A fluid-structure interaction model with discrete and distributed delays in the structural damping is studied. The fluid and structure dynamics are governed by the Navier–Stokes and linear elasticity equations, respectively. Due to the presence of delay, a crucial ingredient of the weak formulation is the use of hidden boundary regularity for transport equations. In two space dimensions, it is shown that weak solutions are unique. For smooth and compatible data, we establish the existence of the pressure and by applying micro-local analysis, further regularity of the solutions is available. Finally, the exponential stability of the system is obtained through an appropriate Lyapunov functional.
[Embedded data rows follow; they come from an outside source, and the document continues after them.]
PR #807, opened 2016-09-26
Bugfix/forward compatibility with 6.3

rob-c:
This PR adds dummy Voms and Dirac proxy classes to allow us to load jobs from 6.3.x within Ganga 6.2.x. This is needed and prevents data corruption when moving between versions (as I'm sure some users will inevitably try to do)

I'm happy to move the classes around/rename them/completely rewrite them and I can look at if they're exposed to the GPI and try to prevent this. However the classes need to be present within Ganga in some form to prevent data corruption.
The intention was to hide these in a file which is being removed in the transition to 6.3.x so this will not effect us when this is merged.

### DIFF
--- a/python/Ganga/Core/GangaRepository/GangaRepositoryXML.py
+++ b/python/Ganga/Core/GangaRepository/GangaRepositoryXML.py
@@ -936,6 +936,8 @@ class GangaRepositoryLocal(GangaRepository):
 
         if len(errs) > 0:
             logger.error("#%s Error(s) Loading File: %s" % (len(errs), fobj.name))
+            for err in errs:
+                logger.error("err: %s" % err)
             raise InaccessibleObjectError(self, this_id, errs[0])
 
         logger.debug("Checking children: %s" % str(this_id))
--- a/python/Ganga/GPIDev/Credentials/ICredential.py
+++ b/python/Ganga/GPIDev/Credentials/ICredential.py
@@ -81,16 +81,6 @@ logTimeStamp = 0.0
 logRepeatDuration = 120.0
 
 
-class VomsProxyInfo(GangaObject):
-    """ dummy class to allow for loading of 6.3.x jobs inside 6.2.x. PLEASE NEVER USE THIS! """
-    _schema = Schema(Version(1, 0), {})
-    _category = 'CredentialRequirement'
-
-class DiracProxyInfo(GangaObject):
-    """ dummy class to allow for loading of 6.3.x jobs inside 6.2.x. PLEASE NEVER USE THIS! """
-    _schema = Schema(Version(1, 0), {})
-    _category = 'CredentialRequirement'
-
 def registerCommandSet(commandClass=None):
 
     try:
@@ -534,3 +524,4 @@ class ICredential(GangaObject):
         """
         logger.warning("Dummy method used - no information returned")
         return ""
+
--- a/python/Ganga/GPIDev/Credentials/ICredential.py
+++ b/python/Ganga/GPIDev/Credentials/ICredential.py
@@ -81,6 +81,16 @@ logTimeStamp = 0.0
 logRepeatDuration = 120.0
 
 
+class VomsProxyInfo(GangaObject):
+
+    """ dummy class to allow for loading of 6.3.x jobs inside 6.2.x. PLEASE NEVER USE THIS! """
+    _category = 'CredentialRequirement'
+
+class DiracProxyInfo(GangaObject):
+    
+    """ dummy class to allow for loading of 6.3.x jobs inside 6.2.x. PLEASE NEVER USE THIS! """
+    _category = 'CredentialRequirement'
+
 def registerCommandSet(commandClass=None):
 
     try:
--- a/python/Ganga/GPIDev/Credentials/ICredential.py
+++ b/python/Ganga/GPIDev/Credentials/ICredential.py
@@ -82,13 +82,13 @@ logRepeatDuration = 120.0
 
 
 class VomsProxyInfo(GangaObject):
-
     """ dummy class to allow for loading of 6.3.x jobs inside 6.2.x. PLEASE NEVER USE THIS! """
+    _schema = Schema(Version(1, 0), {})
     _category = 'CredentialRequirement'
 
 class DiracProxyInfo(GangaObject):
-    
     """ dummy class to allow for loading of 6.3.x jobs inside 6.2.x. PLEASE NEVER USE THIS! """
+    _schema = Schema(Version(1, 0), {})
     _category = 'CredentialRequirement'
 
 def registerCommandSet(commandClass=None):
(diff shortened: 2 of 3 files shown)


rob-c:
Can someone review this

egede:
@rob-c So I guess this require that we release a 6.2.X release with this in and then remove all 6.2.Y releases with Y<X?

rob-c:
@egede in a word yes, if we want to support switching to/from 6.3/6.2. I think we can try and add a fix which negates this within the XML but that would be a very large rewrite of the XML parser I fear.

rob-c:
@milliams what are your thoughts on this?

python/Ganga/Core/GangaRepository/GangaRepositoryXML.py
```diff
@@ -936,6 +936,8 @@ def _actually_load_xml(self, fobj, fn, this_id, load_backup):
 
         if len(errs) > 0:
             logger.error("#%s Error(s) Loading File: %s" % (len(errs), fobj.name))
+            for err in errs:
+                logger.error("err: %s" % err)
```
milliams: This doesn't seem related to the proposed change.

python/Ganga/GPIDev/Credentials/ICredential.py
```diff
@@ -524,3 +524,4 @@ def timeleftInHMS(self, force_check=False):
         """
         logger.warning("Dummy method used - no information returned")
         return ""
+
```
milliams: Extra blank line?

python/Ganga/GPIDev/Credentials/__init__.py
```diff
@@ -92,3 +94,16 @@ def getCredential(name="", create=True):
         credential = False
 
     return credential
+
+
+class VomsProxy(GangaObject):
+    """ dummy class to allow for loading of 6.3.x jobs inside 6.2.x. PLEASE NEVER USE THIS! """
+    _schema = Schema(Version(1, 0), {})
```
milliams: Can be slightly simpler as `_schema = Schema(Version(1, 0))`

python/Ganga/GPIDev/Credentials/__init__.py
```diff
@@ -92,3 +94,16 @@ def getCredential(name="", create=True):
...
+    _category = 'CredentialRequirement'
+    _name = 'VomsProxy'
```
milliams: There's no need for a `_name` when it's identical to the given class name.

milliams:
Firstly, I'm not I see how this can cause data corruption? A job failing to load due to missing classes should create an `IncompleteObject`. This will never be flushed so there will be no damage to the data on disk.

Secondly, we've never done this sort of retroactive compatibility fix in the past. To first order, this is no different to when we added `LocalFile` or `GaudiExec`. Loading a job with those as attributes would fail in exactly the same way. We make no promise to our users that it is safe to run new jobs on a old version of Ganga. There are very few pieces of software that allow this sort of forward-compatibility.

There is some small special case here though in that a 6.2 job which is running, when loaded in 6.3 could automatically get these attributes added without the user's knowledge. Re-loading in 6.2 would then fail as you described. It would still be completely safe though to load it again in 6.3 as nothing should be lost in that cycle. The only reason we might want to make an exception in this one special case is that the credentials branch has a larger than usual chance of breaking users' workflow or introducing bugs and so to be kind to them we should perhaps make it possible to temporarily revert to 6.2.

python/Ganga/Core/GangaRepository/GangaRepositoryXML.py
rob-c: Without this change in loading the job from XML it's impossible to see why the job has been marked as corrupt. it's indexes removed and it's primary XML file destroyed as the backup was attempted to be loaded.

rob-c:
@milliams
1. no. The job will first attempt to load it's history from disk as is expected. If it's history is from some earlier state that did __not__ contain one of these classes there can be job corruption. This can happen with jobs which are being created and submitted on different versions or jobs having to be monitored again which would lead to problems such as the file already existing on some remote storeage when we try to put it there.
Plus it's just wrong for a user to get hundreds of errors about corrupt indexes and XML when moving back from 6.3 to 6.2 which will happen.
2. There will be _no_ support in the mid-term future on the project and this gives some level of breathing room other than simply pulling the 6.3 release until it's working. It makes for a dangerous precedent and if the release if pulled then the jobs it's touched are lost from a user's perspective.
We've had schema tests for this sort of stuff in the past and we have checks that we can still open LogicalFile and such around the 6.1 transition so I think there is a __lot__ of precedent for this sort of move.
3. No loading a job in 6.2 causes the removal of the last saved state in the XML _as we all agreed_ during discussion and development of the tests. There is no way ganga can tell what caused an XML to be corrupt at the moment (yes this is a shortcoming but we always want to revert the users job to the last 'good' state was the agreed fallback).

python/Ganga/GPIDev/Credentials/ICredential.py
rob-c: W298

python/Ganga/GPIDev/Credentials/__init__.py
rob-c: yes but there are numerous classes where we have this still.

python/Ganga/GPIDev/Credentials/ICredential.py
milliams: ?

python/Ganga/GPIDev/Credentials/__init__.py
milliams: Sure, but that doesn't mean it's needed to add to a new one.

python/Ganga/GPIDev/Credentials/ICredential.py
rob-c: sorry, for a start new lines are picked up as `W292` warning suggesting they should be there and are added by some editors by default as good practice. I'll remove as not needed for this PR.

python/Ganga/GPIDev/Credentials/__init__.py
rob-c: It's in a class that's being removed but I'll remove it

rob-c:
I believe this should be mergable?

python/Ganga/GPIDev/Credentials/ICredential.py
milliams: Both this file and `python/Ganga/GPIDev/Credentials/__init__.py ` seem to still have the double new line at the end of the file.

rob-c: This has to be a problem between editors as it doesn't appear in my vim, I'll revert the change as it's not relevant to what's going on

milliams: It seems that vim has a different definition of `\n` than most other editors I've used. vim treats it as an end-of-line character rather than a line-separator character. This means that while most other editors will display an empty blank line at the end of the file, vim will not.

The important thing for Git is that there is a `\n` at the end of the file. Vim will inform you of its lack by putting a `[noeol]` in the status bar at the bottom. GitHub will display a missing terminating `\n` with a red `⃠↵`.

rob-c:
OK I plan to merge this in an hour or so as all should be well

Link to the article: https://iopscience.iop.org/article/10.1088/1361-6544/ab46f5
Impact factor: (2018/2019) 1.729
Gilbert R. Peralta
Department of Mathematics and Computer Science
College of Science
Uniform Exponential Stability of a Fluid-Plate Interaction Model Due to Thermal Effects, Evolution Equations and Control Theory, 9 (1): 39-60, 2020
The exponential stability of an incompressible fluid, for example water, in a container where part of the boundary is composed of a thin elastic plate was established. In particular, the total energy of the system decays exponentially fast, however, the rate depends on the physical properties of the fluid and the material characteristics of the plate. Stabilization is the first step towards more challenging aspects in systems theory such as control, observation, detection and optimization. The analysis presented in this work can be utilized in numerical approximations and simulations of coupled fluid-plate models, for instance, in the development of stable finite element schemes.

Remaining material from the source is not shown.